SEE THRU U I’M SEE THRU: Crystalline Machines and PS2 Dreams

Updated: Apr 6

Machines are manmade, though their existence has been analyzed by German theorists from the 20th century as its own form, independent of human interference. In the contemporary, questions of the machine ability to think acts dually as a source of theoretical/philosophical exploration, and an instance of fear for the consumer who questions such topics as VR/AR and AI as a threat to human consciousness as we know it. How can we synthesize these two moments, of exploration, and of fear? Is there a unified understanding to be gleaned from machines? While these questions are overly farsighted and leading, the schism between the academician and the public’s interpretation of machine ability present a potential energy.

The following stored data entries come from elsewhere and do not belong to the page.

PR #114, opened 2015-03-17
biicode support

Manu343726:
Note there's no travis deployment. I don't want to pollute your test for something that you have to modify  anyway. Use the `.travis.yml` from Meta as a template, it should be exactly the same. Ask me if you have any doubts.

### DIFF
--- a/CMakeLists.txt
+++ b/CMakeLists.txt
@@ -23,6 +23,21 @@ elseif(CMAKE_COMPILER_IS_GNUCXX)
 endif()
 
 add_subdirectory(doc)
+
+if(BIICODE)
+    ADD_BIICODE_TARGETS()
+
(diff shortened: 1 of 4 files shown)


ericniebler:
You seem to be suggesting that I need to do something else, is that right? What exactly?

Manu343726:
In order to have the biicode block up to date, you might want to add deployment commands to the travis build, exactly as I shown you on Meta. See the short biicode description I left you on the Meta PR. Note the Meta deployment is just an example, and is not actually working since you have my password encrypted from my repo. You can use my block if you want, just create your own biicode account and I will add you as a block collaborator (Here the process is very similar to GitHub's one). Then encrypt your password (I.e. execute command 'travis encrypt BIICODE_PASSWORD="your password"') and substitute the current secure: entry just bellow BIICODE_USER with that one. And of course change BIICODE_USER value to your biicode account.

This energy, both in the metaphorical and literal sense, can be harnessed to bring forth an interpretation of sociality that hovers around the theory of inquiry itself, as it revolves around machines: how may We, where “We” as pronoun is to represent collective consciousness, transmute this energy into a new understanding of machines as they connote time, in imaginative sense? I hope to probe these questions through metaphysical, theoretical, and philosophical approaches to Lazaratto’s ideas of machines’ ability to crystallize time, as well as Erica Fretwell’s idea of psychophysics and the more myopic idea of goal orientation as practiced by contemporary artists Anna and Lawrence Halprin.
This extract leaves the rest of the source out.